In some embodiments, the light source/receiver fiber(s) (<0.3 Fr) can be incorporated into the working channel (120) and perform diffused optical spectral measurements to obtain light and/or spectral information after the light interacts with cervical tissue, baby (intrapartum) and mother's cervical tissue regions. In some embodiments, the light source/receiver fiber(s) (<0.3 Fr) can be incorporated into the catheter (110) and perform diffused optical spectral measurements to obtain light and/or spectral information after the light interacts with cervical tissue, baby (intrapartum) and mother's cervical tissue regions. In other embodiments, the ultrasound transceiver device (130) image can aid in conducting relevant optical simulations incorporating the light source/receive fiber(s) to obtain information like tissue oxygenation or blood oxygenation from speckles of light received, the intensity of light received, the intensity of light received across the fibers.
In certain embodiments, the system (100) comprises a catheter (110) and an ultrasound transceiver device (130) inserted into a lumen of the catheter (110). In some embodiments, the system (100) further comprises a urine-stasis valve designed to facilitate rapid fluid exchange from the proximal end to the distal end via the lumen of the urinary catheter (110). This allows for imaging with the ultrasound transceiver device (130) through the lumen of the urinary catheter (110).
In certain embodiments, the system (100) comprises a catheter (110) and an ultrasound transceiver device (130) inserted into a lumen of the catheter (110). In some embodiments, the ultrasound transceiver device (130; e.g., the ultrasound probe) incorporates a working channel (120) having a distal end (121), and a proximal end (122). In some embodiments, the ultrasound transceiver device (130; e.g., the ultrasound probe) features a urine-stasis valve designed to facilitate rapid fluid exchange from the proximal end (122) to the distal end (121) via the working channel (120). This allows for imaging with the ultrasound probe (130) through the working channel.
In some embodiments, the system (100) may comprise an additional smart vacuum on the proximal end to enhance the suction in order to account for the ultrasound transceiver device (130) being inserted into the lumen of the urinary catheter (110).

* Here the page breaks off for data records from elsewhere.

PR #20, opened 2020-03-03
Add NotifyServerLevelProcessingComplete GameMessage

elenawinters:
Add NotifyServerLevelProcessingComplete GameMessage

I'll refine it later. There is an issue when using the /level command, where it'll kind of spam chat. I'm working to fix this.


Jettford:
This GM does nothing as far as I am aware

elenawinters:
@Jettford This is the GM that the client sends when the character levels up.

Jettford:
Still unused though

PR #35, opened 2020-07-26
Added link to win10 setup blog for redis in README

Bitl:
I'll probably improve on this in the morning. Did it on phone in the middle of the night so it could be messed up a bit.


Jettford:
I have already suggested the following change @yuwui, they thought that was it obvious and not worth changing.

Bitl:
I guess I'll close this.

PR #82, opened 2020-10-07
Skill syncing

MickVermeulen:
Refactor of the entire skill system. Skill trees are executed in two steps: first a (de-)serialization step and then and execute step. The (de-)serialization handles the reading or writing of the behavior GMs and prepares the tree to be executed using a set of execution parameters, EchoStartSkill and EchoSyncSkill are then sent immediately after (de-)serialization to allow very fast communication between client and server. Once the tree is ready to be executed it can be executed as a background process.

### DIFF
--- a/Uchu.World/Enums/MovementType.cs
+++ b/Uchu.World/Enums/MovementType.cs
@@ -2,11 +2,13 @@ namespace Uchu.World
 {
     public enum MovementType : uint
     {
-        Ground = 1,
+        Moving,
+        Ground,
         Jump,
         Falling,
         DoubleJump,
-        Jetpack = 6,
-        Stunned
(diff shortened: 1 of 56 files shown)


Wincent01:
Does not have anything todo with the `parameters.Context.ExplicitTarget`, if `UsePickedTarget` is true and a target exists, it branches from there. The validity of a target is checked on sync.
https://github.com/yuwui/Uchu/blob/skill-syncing/Uchu.World/Systems/Behaviors/TacArcBehavior.cs#L45
https://github.com/yuwui/Uchu/blob/skill-syncing/Uchu.World/Systems/Behaviors/TacArcBehavior.cs#L166

PR #89, opened 2020-10-12
Damage calculation

MickVermeulen:
Fixes multiple issues:

- Damage calculation is redone
- Race conditions in the packet handling and sync skill handling
- AOE attacks


Jettford (approved):
Can’t see any issues and it is nice you realised the packet handler issue when you did

PR #96, opened 2020-10-17
Attempt at fixing 55% bug

Jettford:


MickVermeulen:
Don't think this is the fix bc this method instructs the new player about the game objects in the world, not the other way around. Also, destroying the player here might cause unexpected behavior in other parts of Uchu as they might rely on the old player still being around. The fix should be properly handling the destruction of the player when leaving the world, not handling that bug afterwards using code.

PR #103, opened 2020-10-18
Block client commands being responded to by the server

Jettford:


MickVermeulen:
So two small things: I know I didn't tell you this before but I think it might be better to have the client commands array as a static property on the SocialHandler, that way it's not built every time this is called, so `private static string[] ClientCommands { get; } = {""};`, also it might be nice to format the client commands using newlines a bit so that they don't cross the 120 character mark, makes it easier to read which commands there are without scrolling.

Jettford:
Oh yeah you did tell me, I will do that now

Jettford:
Fixed, going to merge

Issue #91, opened 2020-10-15
drop client root seems to be sent slowly


MickVermeulen:
It seems like after a DieMessage the DropClientLoot message is sent really slowly. This causes issues because it can provide the idea of lag while there actually isn't a lot of lag, the issue is just that the server doesn't send the message quick enough.

MickVermeulen:
Probably related to game loop optimizations and reducing concurrency, being worked on in another branch.

MickVermeulen:
Fixed in #110

PR #110, opened 2020-11-01
Gameloop performance

### LINKED ISSUE #109: Game loop performance
The game loop is currently quite slow due to misconfiguration of certain tasks.

MickVermeulen:
Closes #109 and #91 . Introduces new issue where behavior sync serialization is messed up and thus projectiles won't show up but due to the scope of this PR I will fix that in a subsequent issue. In this subsequent issue I'll also remove the Reader and Writer from the ExecutionContext and add them as arguments to behaviors as having these as shared parameters has proven to easily create race conditions.


Jettford (approved):
This looks good and boosts the performance significantly but I would like @Wincent01 to also review as he may spot something I can't.

PR #136, opened 2020-11-20
Fix Typo Error Message for a null level

TheMatt2:
Make it so a null level returns a message saying "level null" not "username null".

This can be tested by pulling from the API 

    curl "localhost:10000/account/level?u=name&l="


MickVermeulen:
Looks good, nice that you added the newline as well. Merging now.

PR #137, opened 2020-11-22
Command System refactor

Jettford:


MickVermeulen:
Like discussed, don't remove the Enum but set the enum values to the ones that were used in-game.

Jettford:
Yeah

PR #140, opened 2020-11-25
Enhancement/smash lag spikes

### LINKED ISSUE #119: smashing leads to cpu spikes
Smashings destructibles causes huge lag spikes, mission checks are also very slow in the background.

MickVermeulen:
closes #119 

Quite a large PR that refactors all possible components of the mission system that might be cached. Missions are now rarely fetched from the database, only when progress is updated. Mission items are now also re-enabled due to it no longer being a performance issue.


Jettford (approved):
After testing all the changes they improve the speed as intended

PR #144, opened 2020-11-29
GameMasterLevel fixed along with commands renamed

Jettford:


Uchu.World/Handlers/WorldInitializationHandler.cs
```diff
@@ -212,13 +217,14 @@ private async Task SendCharacterXmlDataToClient(Character character, IRakConnect
         /// The generated XML data is based on https://docs.google.com/document/d/1XDh_HcXMjSdaGeniG1dND5CA7jOFXIPA_fxCnjvjaO4/edit#
         /// </remarks>
         /// <param name="character">The character to generate the XML data for</param>
+        /// <param name="GMLevel">The GM level of the user</param>
         /// <returns>XmlData conform with the LU Char Data XML Format</returns>
-        private static XmlData GenerateCharacterXmlData(Character character)
+        private static XmlData GenerateCharacterXmlData(Character character, int GMLevel)
```
MickVermeulen: Use lowercase parameter names (e.g. gmLevel)

MickVermeulen (commented):
I like the fact that you added separate roles for the mythran and mythran with glow, just had a minor comment about the style you used for a parameter. Probably would be nice to have aliases for the admin commands as I think that testmap and gmadditem are really weird names (although being the names used in live).

Jettford:
> Probably would be nice to have aliases for the admin commands as I think that testmap and gmadditem are really weird names (although being the names used in live).

testmap and gmadditem are the standard, the world and give commands are the odd ones out.

Uchu.Core/Enums/GameMasterLevel.cs
```diff
@@ -2,10 +2,11 @@ namespace Uchu.Core
 {
     public enum GameMasterLevel
     {
-        Player,
-        Mythran,
-        Admin,
-        Operator,
+        Player = 0,
+        Mythran = 1,
+        MytranWithGlow = 2,
```
enteryournamehere: Typo in MytranWithGlow, should be MythranWithGlow

Uchu.World/Handlers/WorldInitializationHandler.cs
Jettford: Done

MickVermeulen (approved):
Looks good 👍

Uchu.World/Handlers/WorldInitializationHandler.cs
```diff
@@ -191,13 +194,15 @@ private async Task SendCharacterXmlDataToClient(Character character, IRakConnect
             var xml = new byte[bytes.Length - 3];
 
             Buffer.BlockCopy(bytes, 3, xml, 0, bytes.Length - 3);
-
+            
+            var template = gmlevel >= 2 && gmlevel < 5 ? 10103 : 1;
```
enteryournamehere: seeing the enum doesn't include a level with 3 or 4 as value, why not write this as
`var template = gmlevel == GameMasterLevel.MythranWithGlow ? 10103 : 1`?

Jettford: oh yeah

Uchu.Core/Enums/GameMasterLevel.cs
Jettford: Fixed

Uchu.World/Handlers/WorldInitializationHandler.cs
MickVermeulen: Good catch, I like this solution :)

Uchu.World/Handlers/WorldInitializationHandler.cs
enteryournamehere: @Jettford the `param` in the documentation/comment still has GMLevel instead of gmLevel (line 220 and 301)

Uchu.World/Handlers/WorldInitializationHandler.cs
enteryournamehere: Missing a semicolon after this line now. And could you rename `gmlevel` to `gmLevel` for consistency?

MickVermeulen:
Looks good, once @enteryournamehere approves the merge feel free to merge 👍

Uchu.World/Handlers/WorldInitializationHandler.cs
```diff
@@ -180,8 +180,11 @@ public async Task PlayerLoadedHandler(PlayerLoadedMessage message, Player player
         /// <param name="session">The session cache for the connection</param>
         private async Task SendCharacterXmlDataToClient(Character character, IRakConnection connection, Session session)
         {
+            await using var ctx = new UchuContext();
+            var gmLevel = ctx.Users.Where(i => i.Id == character.UserId).First().GameMasterLevel;
+            
             // Get the XML data for this character for the initial character packet
-            var xmlData = GenerateCharacterXmlData(character);
+            var xmlData = GenerateCharacterXmlData(character, gmlevel);
```
MickVermeulen: This will crash now bc the variable name is incorrect.

Jettford: oh for

Uchu.Core/Handlers/Commands/StandardCommandHandler.cs
```diff
@@ -290,13 +290,20 @@ public static async Task<string> SetGameMasterLevel(string[] arguments)
             {
                 return "Invalid <level>";
             }
+            
+            if (Enum.IsDefined(typeof(GameMasterLevel), int.Parse(arguments[1])))
```
enteryournamehere, line 294: Seems redundant to have both this check at line 289:
```cs
if (!Enum.TryParse<GameMasterLevel>(arguments[1], out var level))
{
    return "Invalid <level>";
}
```
and this one:
```cs
if (Enum.IsDefined(typeof(GameMasterLevel), int.Parse(arguments[1])))
{
    // ...
}
else
{
    return "Invalid <level>";
}
```

enteryournamehere (dismissed):

Uchu.Core/Handlers/Commands/StandardCommandHandler.cs
Jettford: One checks if the number is a int and the other checks if it is in the enum

enteryournamehere: My bad, it's not redundant, I misunderstood how TryParse works. But [TryParse](https://docs.microsoft.com/en-us/dotnet/api/system.enum.tryparse?view=net-5.0#code-try-6) will also work with the name of the enum value like "Mythran", which will give `level` the correct value, but then fail in the next conditional as the argument "Mythran" can't/won't be parsed as int. So I think that second if statement should be 
```cs
if (Enum.IsDefined(typeof(GameMasterLevel), level))
{
    // ...
}
```

TheMatt2: This does seem a bit redundant.
If a number is specified that is outside the valid range [TryParse](https://docs.microsoft.com/en-us/dotnet/api/system.enum.tryparse?view=net-5.0) will _succeed_, and convert `arguments[1]` to `level`.
So the `int.Parse(arguments[1])` seems redundant, as `level == int.Parse(arguments[1])` if `arguments[1]` is a number.

Also, if the world "Console" is specified, `Int.Parse` would error, which would be an issue.

The two exception cases can both be combined for simplicity.

So I propose this check should be used instead

```c#
if (!Enum.TryParse<GameMasterLevel>(arguments[1], out var level) || 
    !Enum.IsDefined(typeof(GameMasterLevel), level))
{
    return "Invalid <level>";
}

user.GameMasterLevel = (int) level;

...
```

TheMatt2: An similar case needs to be solve here: https://github.com/UchuServer/Uchu/blob/3421c7079bc4927ec8a538e88b3526c12d30c3ee/Uchu.Master/Api/AccountCommands.cs#L133

To prevent invalid enum values set via the API.

TheMatt2 (changes requested):
Potential Issue that would cause error if an Enum is specified as text, not number.

MickVermeulen:
I get @TheMatt2 's point and I agree that it's an even neater solution but we've been discussing this rather simple change for the entire day now, I suggest merging this and then @TheMatt2 submitting a subsequent PR regarding the change he thinks works better.

Jettford:
> You agreeded that it wasn't redundant

I can't english

enteryournamehere:
Just missing this https://github.com/UchuServer/Uchu/pull/144#discussion_r532190310

MickVermeulen:
Yeah @Jettford just update the docs and merge then, @TheMatt2 you can then submit another PR regarding your improved proposition so we can get this in dev now.

PR #8, opened 2024-01-10
i18n(sr): Update translations

git-f0x:
Unrelated to the pull request but didn't want to create a separate issue over something that isn't that important:

Perhaps the nav bar selection graphic should either be a bit longer or slightly thinner, since it's currently a kind of elongated squircle that doesn't match the pill shape present in cosmic-settings or cosmic-edit (though it had a pill shape before the `reduce width` commit, so might be better to just make it thinner). 

And perhaps the name of the Home directory in the nav bar should be just Home instead of the user name, to match other file managers.

If this was already planned or is intended, sorry for making you read all of this. Cosmic Files is starting to look pretty nice!

Edit: Just saw that the old Figma design draft has all of this, so maybe all this text was unnecessary.

### DIFF
--- a/i18n/sr-Cyrl/cosmic_files.ftl
+++ b/i18n/sr-Cyrl/cosmic_files.ftl
@@ -1,5 +1,6 @@
 empty-folder = Празна фасцикла
 empty-folder-hidden = Празна фасцикла (има скривене ставке)
+filesystem = Систем датотека
 trash = Отпад
 
 # Context Pages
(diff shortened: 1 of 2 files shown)


jackpot51:
Thanks, yes it is likely we will substitute "Home" (or a translation) for the name of the home folder. I'm not sure what caused the shape of the nav bar selector to change but I will look into it

git-f0x:
Not sure if you'll see this but I just saw that `cosmic-settings` now also has a similar shape of the selector (though the edges are rounder than in `cosmic-files`) but `cosmic-edit` doesn't. Not sure when it changed.
Screenshot_2024-01-10_22-28-33

jackpot51:
Probably an update to libcosmic caused this.

PR #16, opened 2024-01-15
Add capability to access remote filesystems

jackpot51:


jackpot51:
Mostly resolved by GVFs support

Issue #39, opened 2024-02-13
No fast way to close "Complete" notification in right side drawer thing


leviport:
When I delete a file, the right hand drawer opens with the notification that the operation has been completed. This makes the rest of the file browser insensitive, so I have to close it before I can continue with whatever I was doing. Clicking files does not close it, and it blocks my click. Hitting Esc also does not close it, so I have to use my mouse.

maria-komarova:
I don't see that happening now so maybe not relevant anymore?

leviport:
I also don't see the Operations pop-over appear anymore. I'm not sure if that's a whole new bug though. Should it be appearing?

Also, if I open the Operations drawer with Edit > Operations, I can now close it with Esc, but I think clicking back on the parent window should probably close it also. If it's supposed to, I can open a bug report.

maria-komarova:
Context drawer is generally only closed by clicking on Close now. We can think about closing it on clicking outside in certain cases but it is not a menu.
I'm not sure about Operations context drawer. Was it appearing when you Deleted an item before? I don't think that should be the case.

PR #49, opened 2024-02-22
Close context pages and tab menus on Escape

joshuamegnauth54:
Fixes (or at least improves): #39 

This doesn't close the `MenuBar` if it's opened yet because I couldn't figure out a good way to do it.

### DIFF
--- a/src/app.rs
+++ b/src/app.rs
@@ -575,6 +575,22 @@ impl Application for App {
         Command::none()
     }
 
+    fn on_escape(&mut self) -> Command<Self::Message> {
+        let entity = self.tab_model.active();
+
+        // Close menus and context panes in order per message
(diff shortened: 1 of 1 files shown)


src/app.rs
```diff
@@ -617,6 +624,19 @@ impl Application for App {
                     return self.update_config();
                 }
             }
+            Message::ContextCloseAny => {
+                let entity = self.tab_model.active();
+
+                // Close menus and context panes in order per message
```
jackpot51, line 630: Rather than do a Message, I would recommend to move this code to the on_escape function

joshuamegnauth54: Alright. I refactored it.

jackpot51 (approved):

The present invention features a method of monitoring progression of labor and obtaining physiological measurements of a fetus during childbirth. The method comprises inserting a monitoring system (100) into a urethra of a pregnant female during labor and obtaining physiological measurements of a cervical region and a uterus region of the pregnant female during labor. In some embodiments, the monitoring system (100) comprises a urinary catheter (110), a working channel (120) removably attached to the catheter (110), and an ultrasound transceiver device (130) disposed in the lumen (125) of the working channel (120). In other embodiments, the monitoring system (100) comprises a urinary catheter (110), a working channel (120) attached to the catheter (110; e.g., permanently attached to the catheter (110) or temporarily attached to the catheter (110)), and an ultrasound transceiver device (130) disposed in the lumen (125) of the working channel (120). In further embodiments, the monitoring system (100) comprises a urinary catheter (110) and an ultrasound transceiver device (130) disposed in the lumen of the urinary catheter (110). In some embodiments, the working channel (120) has a lumen (125), a proximal end (122), and a distal end (121). In other embodiments, the working channel (120) has a lumen (125), a proximal end (122), a distal end (121), and a cap (140) attached to a distal end (121) of the working channel (120).
In some embodiments, the method further comprises inserting a light-emitting optical fiber into the lumen (125) of the working channel (120). In some embodiments, the method further comprises inserting a light-emitting optical fiber into the lumen of the catheter (110).
In some embodiments, the present invention features a method of monitoring progression of labor and obtaining physiological measurements of the fetus and/or the mother during childbirth. In some embodiments, the method comprises inserting a catheter (110) into a urethra of a pregnant female during labor, inserting an ultrasound transceiver device (120) into the lumen of the catheter (110), and obtaining physiological measurements of a cervical region and a uterus region of the pregnant female during labor. In some embodiments, the method further comprises inserting a light-emitting optical fiber into the catheter.
In some embodiments, the ultrasound transceiver device (130) transmits and receives ultrasound signals. In other embodiments, the ultrasound transceiver device (130) receives optoacoustic signals. In further embodiments, the ultrasound transceiver (130) device receives both ultrasound signals and optoacoustic signals.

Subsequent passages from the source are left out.